Detectors: Reading the Collision Wreckage

Accelerating particles is only half the challenge. Identifying what comes out of a collision requires detectors that can track thousands of particles in millionths of a second. The LHC has four major experiments.

ATLAS and CMS are general-purpose detectors, each built around a different magnet geometry. Both use the same layered approach: a silicon tracker closest to the beam pipe measures trajectories to micrometer precision; surrounding it, an electromagnetic calorimeter stops electrons and photons and measures their energy; a hadronic calorimeter stops heavier particles; and muon chambers in the outermost layers identify the penetrating muons that pass through everything else.

LHC Experiment Detector Type Primary Physics Goal
ATLAS General-purpose, toroid magnet Higgs, BSM physics, heavy ion
CMS General-purpose, solenoid magnet Higgs, BSM physics, heavy ion
ALICE Specialized heavy-ion detector Quark-gluon plasma
LHCb Forward spectrometer B-meson physics, CP violation

What Collisions Reveal

When two protons collide at 13.6 TeV, the collision energy is so large that the kinetic energy converts into new particles via E = mc2. Physicists do not collide the protons as whole objects — they collide the quarks and gluons inside them. The effective collision energy of a single quark-quark encounter is a fraction of the total beam energy, following a distribution called the parton distribution function.

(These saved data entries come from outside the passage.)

Issue #363, opened 2026-05-28
[fix] StepProgram.test.tsx fails: jest-dom matchers not registered


brownm09:
## Problem

\`apps/web/app/onboarding/steps/StepProgram.test.tsx\` fails to compile with errors like:

\`\`\`
Property 'toBeInTheDocument' does not exist on type 'JestMatchers<HTMLElement>'.
Property 'toBeDisabled' does not exist on type 'JestMatchers<HTMLElement>'.
Property 'toHaveTextContent' does not exist on type 'JestMatchers<HTMLElement>'.
\`\`\`

The test uses \`@testing-library/jest-dom\` matchers but the type augmentation is not picked up by the test's TypeScript compilation. Other web tests (e.g., \`programPlan.test.ts\`, \`workoutPlan.test.ts\`) pass — this test is the only one in \`apps/web\` that uses jest-dom matchers in this form.

## Repro

\`\`\`bash
npm test -w @lifting-logbook/web
\`\`\`

## Likely fix

Either add a \`jest.setup.ts\` that imports \`@testing-library/jest-dom\` and register it in jest config, or import \`@testing-library/jest-dom/jest-globals\` at the top of the test file. Verify \`@testing-library/jest-dom\` is in devDependencies.

## Scope

Pre-existing — not introduced by recent work. Surfaced during PR for #343.

Issue #343, opened 2026-05-24
[fix] Replace seed.ts TypeScript suppressions with proper fixes


brownm09:
## Problem

PR #338 added 6 TypeScript suppressions to \`apps/api/prisma/seed.ts\` to satisfy strict-mode compiler errors rather than fixing the underlying code. Under the new suppression policy (introduced in dev-env), all suppressions must either be replaced with a proper fix or have a documented justification for why a fix is not appropriate.

### \`noUncheckedIndexedAccess\` violations — non-null assertions

These five assertions tell the compiler "trust me, this index is in bounds" without the compiler being able to verify it:

| Line | Code | Rule violated |
|------|------|---------------|
| 96 | \`WEEK_TYPES[cycle % 3]!\` | \`noUncheckedIndexedAccess\` |
| 127 | \`WORKOUT_LIFTS[workoutNum]!\` | \`noUncheckedIndexedAccess\` |
| 130 | \`LIFTS.find((l) => l.name === liftName)!\` | \`noUncheckedIndexedAccess\` / \`.find()\` returns \`T | undefined\` |
| 134 | \`weekType.pct[setNum - 1]!\` | \`noUncheckedIndexedAccess\` |
| 173 | \`WEEK_TYPES[(currentCycle - 1) % 3]!\` | \`noUncheckedIndexedAccess\` |

### \`exactOptionalPropertyTypes\` / index signature — nullish coalescing

| Line | Code | Rule violated |
|------|------|---------------|
| 213 | \`GOAL_RATIOS[lift.name] ?? null\` | Index signature returns \`T | undefined\`; column expects \`number | null\` |

## Acceptance criteria

For each suppression, choose one of:

- **Proper fix**: restructure the code so TypeScript can prove the access is safe (e.g., explicit bounds check that throws or skips, typed tuple/record instead of plain array/object, \`.find()\` result checked before use)
- **Justified retention**: if the suppression is genuinely the right call (e.g., the bounds are provably safe by construction and a runtime check would add noise), replace the bare \`!\` with an inline comment stating the invariant, e.g.:
  \`\`\`ts
  // cycle % 3 is always 0, 1, or 2 — same length as WEEK_TYPES tuple
  const weekType = WEEK_TYPES[cycle % 3] as (typeof WEEK_TYPES)[number];
  \`\`\`

No suppression should be silently retained. Every case must have a decision.

PR #364, opened 2026-05-28
[fix] Replace seed.ts TypeScript suppressions with proper fixes

brownm09:
## Summary

Replaces the 5 remaining TypeScript suppressions in `apps/api/prisma/seed.ts` with guarded lookups and a `Map`-based goal ratio table.

- **Lines 96, 127, 130, 134** — bounded `!` assertions replaced with `if (!x) throw new Error(...)` guards. Throwing gives clearer diagnostics than `Cannot read property of undefined` if a future edit ever violates the invariant.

In 2012, ATLAS and CMS announced the discovery of the Higgs boson at a mass of 125.09 GeV. The Higgs was the last missing piece of the Standard Model, predicted in 1964. Its discovery confirmed the Brout-Englert-Higgs mechanism — the process by which fundamental particles acquire mass by interacting with the Higgs field that permeates all of space.

Particle accelerators have a history of producing unexpected results. The J/ψ meson, the tau lepton, the W and Z bosons, the top quark — each discovery required building a machine powerful enough to produce the particle and a detector sensitive enough to identify it. The High-Luminosity LHC upgrade, planned through the 2040s, will increase the collision rate tenfold, producing enough Higgs bosons to measure its properties with percent-level precision and search for deviations from Standard Model predictions that would signal new physics.